Sticky thernal pads (0.5mm)
3M-467 Thermally Conductive Adhesive Transfer Tapes - modDIY.com

Ultra-thin heat sinks (pack of 6)
3M 8810 Thermally Conductive Adhesive 2mm Ultra-Thin Heatsink (6 Pack) - modDIY.com











*2.*
Take the back panal off the laptop











*3.*
Identify inadequate standard heat-sink and fan, ready for pimping up











*4.*
Gently remove any dust on the fan housing with a light vacuum or brush











*5.*
Apply thermal stick pads to chip-square section. These guys squish quite a lot so you can go over the bumps a little











*6.*
Add two heat sinks in line (so the air can flow in one direction over them)











*7.*
Apply thermal sticky pads to the adjacent section. You will have to cut them to size and shape I expect.











*8.*
Apply three heat sinks in line











*9.*
Admire your work!


----------



## AtomicPumpkin (Sep 6, 2014)

Thanks a lot for this! This mod is a lot more aesthetically pleasing than other ones that I've come across.

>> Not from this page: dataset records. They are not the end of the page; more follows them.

PR #378, opened 2019-09-30
Use Blob SAS instead of Account SAS for better security

mikhailshilkov:
The latest version of Terraform introduced a data source for Blob Container-level Shared Access Signature. It has a smaller scope than the Account-level SAS, so let's use it for our zip files for function packages.


stack72:
@mikhailshilkov this LGTM! I just manually merged this to get rid of the merge conflict in the CHANGELOG - https://github.com/pulumi/pulumi-azure/commit/0c39f4546070e26dc61f7b7e6d8d94b16ef3792b

PR #414, opened 2019-11-19
Fix broken link on userAssignedIdentity docs

kenny-wealth:
- Fixing a broken link on authorization docs
- Add /obj to .gitignore

### DIFF
--- a/sdk/dotnet/.gitignore
+++ b/sdk/dotnet/.gitignore
@@ -1,1 +1,2 @@
 version.txt
+obj/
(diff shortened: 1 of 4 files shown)


pgavlin:
Thanks for the PR, @kenny-wealth ! These links are auto-generated by code in https://github.com/pulumi/pulumi-terraform-bridge, so unfortunately these fixes will be overwritten the next time the code is regenerated. @stack72 can you help figure out where in tfgen we need to make a fix?

kenny-wealth:
> Thanks for the PR, @kenny-wealth ! These links are auto-generated by code in https://github.com/pulumi/pulumi-terraform-bridge, so unfortunately these fixes will be overwritten the next time the code is regenerated. @stack72 can you help figure out where in tfgen we need to make a fix?

Cool. I'll just go ahead and close the PR.

stack72:
Thanks @kenny-wealth 

I’m actually going to get this fixed and rolled out today as I’ve found the cause of the problem 

P.

PR #419, opened 2019-11-26
Upgrade to v1.37.0 of the AzureRM Terraform Provider

stack72:


stack72:
@mikhailshilkov ill look at these on this flight - I’m not sure why these are happening in CI and not locally :/

stack72:
PR fails due to serviceBus not found which was fixed outside of this - merging so we can get a full test run in master

PR #422, opened 2019-11-29
Add a test for a C# example

mikhailshilkov:


mikhailshilkov:
@lukehoban I also changed the build scripts to copy the nuget package to the local source

PR #425, opened 2019-12-03
Add explicit names for all C# namespaces

mikhailshilkov:
A follow-up on https://github.com/pulumi/pulumi-terraform/pull/510 and a step towards https://github.com/pulumi/pulumi-terraform/issues/511
This adds explicit names for all C# namespaces in Azure.

Further plan:
1. Approve this PR.
2. Do a similar change for all providers.
3. Change TF Gen to remove the fallback to `Titlecase` and require the namespace to be explicitly provided.
4. Promote `Namespaces` property from `CSharpInfo` to top-level `Modules`, allowing any new language generator to rely on it.
5. Optionally, retrofit this definition to old language gens to make ToLower on a module name instead of using `Tok` directly.

### DIFF
--- a/resources.go
+++ b/resources.go
@@ -44,79 +44,83 @@ const (
 	azurePkg = "azure"
 	// modules; in general, we took naming inspiration from the Azure SDK for Go:
 	// https://godoc.org/github.com/Azure/azure-sdk-for-go
-	azureAD                  = "ad"                  // Active Directory (AAD)
-	azureAnalysisServices    = "analysisservices"    // Analysis Services
-	azureAPIManagement       = "apimanagement"       // API Management
-	azureAppInsights         = "appinsights"         // AppInsights
-	azureAppService          = "appservice"          // App Service
-	azureAutomation          = "automation"          // Automatio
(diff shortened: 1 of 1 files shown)


resources.go
```diff
@@ -128,18 +132,29 @@ func azureType(mod string, typ string) tokens.Type {
 	return tokens.Type(azureMember(mod, typ))
 }
 
+// azureSubType manufactures a type token for the Azure package and the given module, submodule, and type.
+func azureSubType(moduleTitle, sub, typ string) tokens.Type {
+	moduleName := strings.ToLower(moduleTitle)
+	namespaceMap[moduleName] = moduleTitle
+	return azureType(moduleName+"/"+sub, typ)
```
pgavlin: How about refactoring s.t. `azure{Type,Member}` take the module name and type/function name separately? Then we could just do `strings.ToLower` in one/both of those functions and let it do the `module+"/"+thing` dance.

mikhailshilkov: Good call! I moved all the logic to `azureMember` and other functions are just one-liners with descriptive names.

PR #427, opened 2019-12-06
Upgrade to v1.5.0 of the pulumi-terraform-bridge

stack72:


mikhailshilkov:
The change LGTM but it looks like we need another release of Pulumi to make this work https://github.com/pulumi/pulumi/pull/3614

stack72:
Closing until we can get pulumi/pulumi#3614 merged

PR #686, opened 2026-04-08
BYOP Advert signature validation

copelaje:
For BYOP mode in the packet analyzer, perform signature validation on advert packets and display whether successful or not.  This is added as we observed many corrupted advert packets that would be easily detectable as such if signature validation checks were performed.

At present this MR is just to add this status in BYOP mode so there is minimal impact to the application and no performance penalty for having to perform these checks on all packets.  Moving forward it probably makes sense to do these checks on all advert packets so that corrupt packets can be ignored in several contexts (like node lists for example).

Let me know what you think and I can adjust as needed.

### DIFF
--- a/cmd/ingestor/coverage_boost_test.go
+++ b/cmd/ingestor/coverage_boost_test.go
@@ -453,7 +453,7 @@ func TestDecodeAdvertLocationTruncated(t *testing.T) {
 	buf[100] = 0x11
 	// Only 4 bytes after flags — not enough for full location (needs 8)
 
-	p := decodeAdvert(buf[:105])
+	p := decodeAdvert(buf[:105], false)
 	if p.Error != "" {
 		t.Fatalf("error: %s", p.Error)
 	}
@@ -475,7 +475,7 @@ func TestDecodeAdvertFeat1Truncated(t *testing.T) {
 	buf[100] = 0x21
 	// Only 1 byte after flags — not enough for feat1 (needs 2)
 
-	p := decodeAdvert(buf[:102])
+	p := decodeAdvert(buf[:102], false)
 	if p.Feat1 != nil {
 		t.Error("feat1 should be nil with truncated data")
 	}
@@ -496,7 +496,7 @@ func TestDecodeAdvertFeat2Truncated(t *testing.T) {
 	buf[102] = 0x00
 	// Only 1 byte left — not enough for feat2
 
-	p := decodeAdvert(buf[:104])
+	p := decodeAdvert(buf[:104], false)
 	if p.Feat1 == nil {
 		t.Error("feat1 should be set")
 	}
@@ -536,7 +536,7 @@ func TestDecodeAdvertSensorBadTelemetry(t *testing.T) {
 	buf[105] = 0x20
 	buf[106] = 0x4E
 
-	p := decodeAdvert(buf[:107])
+	p := decodeAdvert(buf[:107], false)
 	if p.BatteryMv != nil {
 		t.Error("battery_mv=0 should be nil")
 	}
@@ -732,7 +732,7 @@ func TestDecodeAdvertSensorNoName(t *testing.T) {
 	buf[103] = 0xC4
 	buf[104] = 0x09
 
-	p := decodeAdvert(buf[:105])
+	p := decodeAdvert(buf[:105], false)
 	if p.Error != "" {
 		t.Fatalf("error: %s", p.Error)
 	}
@@ -827,7 +827,7 @@ func TestDecodePacketNoPathByteAfterHeader(t *testing.T) {
 	// Non-transport route, but only header byte (no path byte)
 	// Actually 0A alone = 1 byte, but we need >= 2
 	// Header + exactly at offset boundary
-	_, err := DecodePacket("0A", nil)
+	_, err := DecodePacket("0A", nil, false)
 	if err == nil {
 		t.Error("should error - too short")
 	}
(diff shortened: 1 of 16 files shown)


Kpa-clawbot (changes requested):
## Independent Review — PR #686: BYOP Advert Signature Validation

Verified the Ed25519 signing format against firmware source (`Mesh.cpp:260-266`). The message construction (`pubKey + timestamp_LE + appdata`) is correct.

### Must-fix

**1. Code duplication: `validateAdvertSignature` is copy-pasted across two packages**

The function is identical in `cmd/server/decoder.go` and `cmd/ingestor/decoder.go`. This violates DRY — any future fix (e.g. to the message construction) must be applied in two places. Extract it into a shared internal package (e.g. `internal/meshcore/`), or at minimum into a shared file that both import.

**2. Unnecessary hex round-trip in `validateAdvertSignature`**

`decodeAdvert` already has the raw bytes for pubkey, timestamp, and signature. It hex-encodes them into strings, then `validateAdvertSignature` hex-decodes them back into bytes. This is wasteful and adds error surface area for no reason. The function should accept `[]byte` directly:

```go
func validateAdvertSignature(pubKey []byte, signature []byte, timestamp uint32, appdata []byte) bool {
    if len(pubKey) != 32 || len(signature) != 64 {
        return false
    }
    message := make([]byte, 32+4+len(appdata))
    copy(message[0:32], pubKey)
    binary.LittleEndian.PutUint32(message[32:36], timestamp)
    copy(message[36:], appdata)
    return ed25519.Verify(ed25519.PublicKey(pubKey), message, signature)
}
```

This eliminates the hex decode error path entirely (the caller already has validated bytes from the buffer).

**3. No signature validation tests in `cmd/server/decoder_test.go`**

The server package is the one that actually calls `DecodePacket(hex, true)` (in `handleDecode`), yet only the ingestor package has tests for signature validation (`TestValidateAdvertSignature`, `TestDecodeAdvertWithSignatureValidation`). The server package needs equivalent coverage — the two decoders are separate copies and could diverge silently.

### Verdict

Three must-fix items. Requesting changes.

Kpa-clawbot (commented):
## Security Review — Ed25519 Advert Signature Validation

Verified the signing format against firmware source (`Mesh.cpp:390-425` for `createAdvert`, `Mesh.cpp:240-266` for verification on receive).

### Cryptographic Correctness ✅

The signed message construction — `pubKey(32) + timestamp_LE(4) + appdata` — is **correct** and matches the firmware exactly. Both the signing path (`createAdvert`) and the firmware's own verification path use this identical message format. Go's `crypto/ed25519` is the standard library implementation with constant-time scalar operations. No timing side-channel concerns.

Input validation is sound: pubkey length (32) and signature length (64) are checked before calling `ed25519.Verify`, preventing the panic that would occur if undersized keys reached the stdlib. The length checks happen at the boundary — correct.

### Performance ✅

Signature validation is gated behind `validateSignatures bool` and only enabled in `handleDecode` (BYOP mode). The hot ingest path (`handleMessage` in `cmd/ingestor/main.go`) passes `false`. Ed25519 verification is ~μs-scale per call. No performance concern for the BYOP single-packet decode path.

### Must-Fix

**1. Prior review fixes not landed — code duplication persists**

The comment at `68c669f` claims extraction to `internal/sigvalidate/`, but that commit is not in this PR branch. The diff still shows `validateAdvertSignature` copy-pasted identically across `cmd/server/decoder.go` and `cmd/ingestor/decoder.go`. Two copies of cryptographic validation code is not acceptable — when (not if) the signing format evolves, one copy will be updated and the other won't. This is exactly how signature bypass vulnerabilities are born. Extract to a shared package.

**2. Unnecessary hex encode→decode round-trip still present**

`decodeAdvert` has the raw bytes in `buf`. It hex-encodes pubkey and signature into strings, passes them to `validateAdvertSignature`, which hex-decodes them back to bytes. This adds error surface for zero benefit. The function should accept `[]byte` directly. Every unnecessary transformation of cryptographic material is a place where bugs can hide.

### Observations (non-blocking)

- **Error conflation**: When hex decode fails inside `validateAdvertSignature`, the caller sets `SignatureValid = false`. This conflates "malformed/corrupt packet" with "valid packet, forged signature." Consider a three-state result (`valid`/`invalid`/`error`) or at minimum log the distinction. An operator investigating corrupt packets needs to distinguish "signature didn't verify" from "couldn't even parse the fields."

- **Frontend badge injection**: `packets.js` builds badge HTML via string concatenation from `p.signatureValid`. The value comes from the API (boolean), so it's safe here — but as a pattern, prefer explicit value checks over truthy interpolation into HTML.

### Verdict

Two must-fix items remain (both from the prior review — the claimed fixes did not land). Requesting changes.

Kpa-clawbot (approved):
## Security Review (Round 2) — Ed25519 Advert Signature Validation

All three must-fix items from Round 1 verified in the current diff:

### ✅ Code duplication eliminated
`internal/sigvalidate/sigvalidate.go` is the single implementation. Both `cmd/server` and `cmd/ingestor` import `sigvalidate.ValidateAdvert` via `go.mod` replace directives (same pattern as `internal/geofilter`). One place to update when the signing format evolves.

### ✅ Hex round-trip eliminated
`ValidateAdvert(pubKey, signature []byte, timestamp uint32, appdata []byte)` — accepts raw byte slices. Callers pass `buf[0:32]` and `buf[36:100]` directly. No hex encode→decode. No unnecessary error surface.

### ✅ Server-side test coverage added
`TestDecodeAdvertSignatureValidation` in `cmd/server/decoder_test.go` covers valid signature, tampered signature, and validation-disabled cases. `internal/sigvalidate/sigvalidate_test.go` covers the shared package independently.

### Cryptographic correctness
Message construction `pubKey(32) + timestamp_LE(4) + appdata` matches firmware. Ed25519 verification via Go stdlib — constant-time, no timing concerns. Length validation at the boundary before `ed25519.Verify`. Hot ingest path passes `validateSignatures=false`. Clean.

**Approved.** Zero must-fix items remain.

PR #735, opened 2026-04-14
feat: serve geofilter builder from app, link from customizer

efiten:
## Summary

Part of #669 — M2: Link the builder from the app.

- **`public/geofilter-builder.html`** — the existing `tools/geofilter-builder.html` is now served by the static file server at `/geofilter-builder.html`. Additions vs the original: a `← CoreScope` back-link in the header, inline code comments explaining the output format, and a help bar below the output panel with paste instructions and a link to the documentation.
- **`public/customize-v2.js`** — adds a "Tools" section at the bottom of the Export tab with a `🗺️ GeoFilter Builder →` link and a one-line description.
- **`docs/user-guide/customization.md`** — documents the new GeoFilter Builder entry in the Export tab.

> **Note:** `tools/geofilter-builder.html` is kept as-is for local/offline use. The `public/` copy is what the server serves.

The only thing that I'm not clear on is the heat sinks themselves. It looks like they already have a thermal adhesive on them. Do you keep it on and have a dual layer of adhesive or do you remove it for a single layer?

I'm going to pull the trigger on this soon. My S200E idles between 60-70C and starts throttling quickly when watching videos.

Thanks again!


----------



## ElZilcho (Aug 22, 2014)

AtomicPumpkin said:


> ... The only thing that I'm not clear on is the heat sinks themselves. It looks like they already have a thermal adhesive on them. Do you keep it on and have a dual layer of adhesive or do you remove it for a single layer?


Hey AP,

Yes the heat sinks already have a very thin thermal adhesive on; I used a dual layer.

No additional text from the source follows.